Daemon Tools Lite — CVE-2026-8398 (CISA KEV, deadline today May 30): Covered in the May 28 and May 29 reports. Today is the CISA KEV remediation deadline. Apply the vendor patch from blog.daemon-tools.cc if you have not already done so.
Palo Alto PAN-OS — CVE-2026-0257 (CISA KEV, deadline June 1): Covered in full as the lead item in this report. Deadline is this Sunday. Patch before the weekend if at all possible.
Drupal Core — CVE-2026-9082 (CISA KEV, deadline passed May 27): Covered in the May 28 report and dedicated advisory. CISA deadline was May 27 — now three days past due. Organisations still running unpatched Drupal instances on PostgreSQL are operating at direct risk of exploitation.
FortiClient EMS — CVE-2026-35616 (actively exploited, EKZ infostealer): Covered in the May 29 report. Arctic Wolf has published additional technical indicators for the EKZ campaign. If you have not yet applied the Fortinet hotfix for versions 7.4.5 and 7.4.6, do so now. Review EMS-managed endpoints for signs of the EKZ stealer.

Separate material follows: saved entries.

PR #299, opened 2018-12-18
It is not possible to have a root node with empty path segment and a view

pekura:
It's not possible to set the root node's path segment as an empty string or a slash - fix.


pekura:
OK, maybe the navigation structure you provide is not as expected. This only works if you provide the nodes not as an array but as a single root node object (with children) where pathSegment is set to empty string. Maybe you provide an array (as we always had it like that in our examples, but now you can actually specify the tree from the root node (which is only one and that is why it may not be an array)).

dariadomagala:
@pekura You are right. Unfortunately I need an additional node in the top-navigation, so I need to have two main nodes, and because of that it won't work for me.

core/src/navigation/services/navigation.js
```diff
@@ -2,18 +2,29 @@
...
+    return [{}];
   }
   try {
+    let rootNode;
     const topNavNodes = await rootNavProviderPromise;
-    rootNode.children = topNavNodes;
+    if (GenericHelpers.isObject(topNavNodes)) {
+      rootNode = topNavNodes;
+    } else {
+      rootNode = {};
```
jesusreal: this could be one line: `rootNode = { children : topNavNodes }`

core/src/utilities/helpers/generic-helpers.js
```diff
@@ -97,18 +97,22 @@ export const getNegatedBoolString = str => {
...
+    !targetPathSegments ||
+    !targetPathSegments.length
+  ) {
     console.error(
       'Ooops, seems like the developers have misconfigured something'
     );
     return false;
   }
-
+  const mandatorySegmentsUrl = trimTrailingSlash(sourceUrl.split('?')[0]);
```
jesusreal: It would be great if you could explain this part to me, maybe with a short call, because I don't understand for which case we needed to make the slicing conditional

jesusreal: As discussed, it would be good to express the condition differently if possible or to leave a comment in the code to make clear why we need that

PR #301, opened 2018-12-18
Fix dropdowns behavior on click events

dariadomagala:
**Description**

- Fix dropdowns behavior on click events

**Related issue(s)**

### DIFF
--- a/core/src/Authorization.html
+++ b/core/src/Authorization.html
@@ -1,11 +1,13 @@
 <ul class="fd-menu__list">
-  <li>
     {#if isLoggedIn}
-      <a aria-label="Logout" on:click=onLogoutClick() class="fd-menu__item">Logout</a>
+      <li on:click=onLogoutClick()>
+        <a aria-label="Logout" class="fd-menu__item">Logout</a>
+      </li>
     {:else}
-      <a aria-label="Login" on:click=startAuthorization() class="fd-menu__item">Login</a>
+      <li on:click=startAuthorization()>
+        <a aria-label="Login" class="fd-menu__item">Login</a>
+      </li>
     {/if}
-  </li>
 </ul>
 
 <script type="text/javascript">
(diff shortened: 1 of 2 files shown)


pekura:
It still does not work perfectly - in chrome when you click on a bottom part of the entry (somewhere in the last quarter of the highlighted area, below the text) it does not get activated - in the context chooser as well as the Logout button. In firefox the context chooser works fine but the Logout button has the same problem as in chrome.

core/src/navigation/TopNav.html
```diff
@@ -163,19 +168,24 @@
...
-        );
+        const dropDownState = GenericHelpers.getNegatedBoolString(dropDownStates[name]);
+        this.closeAllDropdowns();
+        dropDownStates[name] = dropDownState;
         this.set({
           dropDownStates
         });
       },
-      closeDropdown(name) {
+      closeAllDropdowns() {
```
jesusreal: I would refactor this method, also in `ContextSwitcher` component, to the following:
```
closeAllDropdowns() {
  const dropDownStates = this.get().dropDownStates || {};
  Object.keys(dropDownStates).forEach(k => { dropDownStates[k] = 'false' });
  this.set({dropDownStates});
}
```

core/src/navigation/TopNav.html
```diff
@@ -1,86 +1,91 @@
...
-    </div>
-    <div class="fd-shellbar__group fd-shellbar__group--end">
+  <div class="fd-shellbar__group fd-shellbar__group--start">
+    <LogoTitle />
+  </div>
+  <div class="fd-shellbar__group fd-shellbar__group--end">
+    <div class="fd-shellbar__actions">
 
+      {#if !authorizationEnabled || isLoggedIn}
+        <ContextSwitcher {dropDownStates} bind:dropDownStates />
```
jesusreal: Not something you introduced, but `{dropDownStates}` is not needed here.

core/src/navigation/TopNav.html
dariadomagala: `dropDownStates` is an empty object at the beginning. Adding the _foreach_ loop without checking if the array of keys is not empty, would cause errors.

PR #305, opened 2018-12-21
When adding a listener via Luigi client API, call only the listener being added

jesusreal:
**Description**

- When adding an init or context update listener via Luigi Client API, call only the listener being added.

**Related issue(s)**

Fixes https://github.com/kyma-project/console/issues/429

### DIFF
--- a/client/luigi-client.js
+++ b/client/luigi-client.js
@@ -59,16 +59,23 @@
   }
 
   /**
+   * Simple function check.
+   * @private
+   * @param item mixed
+   * @returns {boolean}
+   */
+  function isFunction(item) {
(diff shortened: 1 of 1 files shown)


client/luigi-client.js
```diff
@@ -58,17 +58,24 @@
...
   }
 
+  /**
+   * Simple function check.
+   * @private
+   * @param item mixed
+   * @returns {boolean}
+   */
+  function isFunction(item) {
+    return item === 'function';
```
kwiatekus: shouldn't it be
```
return typeof item == 'function'
```

PR #2172, opened 2021-07-29
Add possibility to enable product switch to be opened in new Tab 

### LINKED ISSUE #2122: addNavHref support for product switcher

UlianaMunich:
Fixes #2122


core/src/navigation/ProductSwitcher.html
```diff
@@ -7,8 +7,26 @@
   <div class="fd-product-switch">
     <div class="fd-popover fd-popover--right">
       <div class="fd-popover__control" on:click|stopPropagation="{() => {}}">
-        <!-- default: sap-icon--grid -->
-
+        {#if LuigiConfig.getConfigBooleanValue('navigation.addNavHrefs')}
+        <a
+          href="/"
```
ndricimrr, line 12: Just wondering if this is necessary or redundant, I would not usually right click on this one to get home. But maybe that's some kind of standard ❔

ndricimrr (commented):
All looks fine to me. Working properly. Just some small comments. Otherwise approve 👍

core/src/navigation/ProductSwitcher.html
ndricimrr: On a side note, should we think about having this enabled on mobile version as well, or is that not relevant 🤔

core/src/navigation/ProductSwitcher.html
```diff
@@ -40,6 +60,36 @@
               on:click="{() => onActionClick(productSwitcherItem)}"
               data-testid="{getTestId(productSwitcherItem)}"
             >
+              {#if LuigiConfig.getConfigBooleanValue('navigation.addNavHrefs')}
+              <a
+                href="{addNavHrefForAnchor ? getRouteLink(productSwitcherItem) : undefined}"
```
ndricimrr, line 65:
```suggestion
                href="{getRouteLink(productSwitcherItem)}"
```

**addNavHrefForAnchor** seems like a good idea, but might be redundant. 

I can see that **getRouteLink** also does the check too internally through **getNodeHref**. Seems like we added it long time ago:
getRouteLink -> RoutingHelpers.getNodeHref -> 

```
  getNodeHref(node, pathParams) {
    if (LuigiConfig.getConfigBooleanValue('navigation.addNavHrefs')) {
    ....
```

so maybe we could avoid this new variable here altogether.

ndricimrr (approved):
Tested again. Looks good 👍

Ghost CMS — CVE-2026-26980 (actively exploited, 700+ domains): Covered in the May 29 report. Large-scale ClickFix campaign ongoing. Update Ghost to 6.19.1 or later and rotate admin API keys. XLab continues to identify new compromised domains.
SonicWall SSL-VPN — CVE-2024-12802 (actively exploited, incomplete patch): Covered in the May 29 report. Gen6 devices require both firmware update AND manual LDAP reconfiguration. Treat any unverified Gen6 device as potentially compromised.
Burst Statistics WP Plugin — CVE-2026-8181 (actively exploited, 200,000+ sites): Covered in the May 29 report. Update to version 3.4.2 or later. Check for rogue admin accounts immediately after updating.
ChromaDB — CVE-2026-45829 (CVSS 10.0, fix unconfirmed): Covered in the May 29 report. Version 1.5.9 released but fix status remains unconfirmed. Primary mitigation: do not expose ChromaDB API server to the internet. Monitor the ChromaDB GitHub repository for confirmation.
FortiAuthenticator — CVE-2026-44277 / FortiSandbox — CVE-2026-26083: Covered in the May 29 report. Update FortiAuthenticator to 6.5.7/6.6.9/8.0.3 and FortiSandbox to 4.4.9/5.0.2. Both CVSS 9.8, no active exploitation confirmed but Fortinet products are high-value targets.
Exim — CVE-2026-45185 (CVSS 9.8): Covered in the May 29 report. Update Exim to 4.99.3. GnuTLS builds with CHUNKING advertised are affected. OpenSSL builds are not.
Trend Micro Apex One — CVE-2026-34926: Covered in the May 22 report. CISA KEV deadline June 4. Five days remaining.
Microsoft Defender — CVE-2026-41091, CVE-2026-45498, CVE-2026-45584: Covered in the May 22 report. CISA KEV deadline June 3. Four days remaining. Verify Malware Protection Engine version 1.1.26040.8.
Nx Console — CVE-2026-48027 / TanStack — CVE-2026-45321: Covered in the May 28 report. Both CISA KEV, both due June 10. Audit npm dependencies for the malicious versions.
This report is compiled from official vendor advisories, the CISA Known Exploited Vulnerabilities catalog, the National Vulnerability Database, and primary security research sources. Verify all remediation steps against official vendor documentation before applying changes in production environments.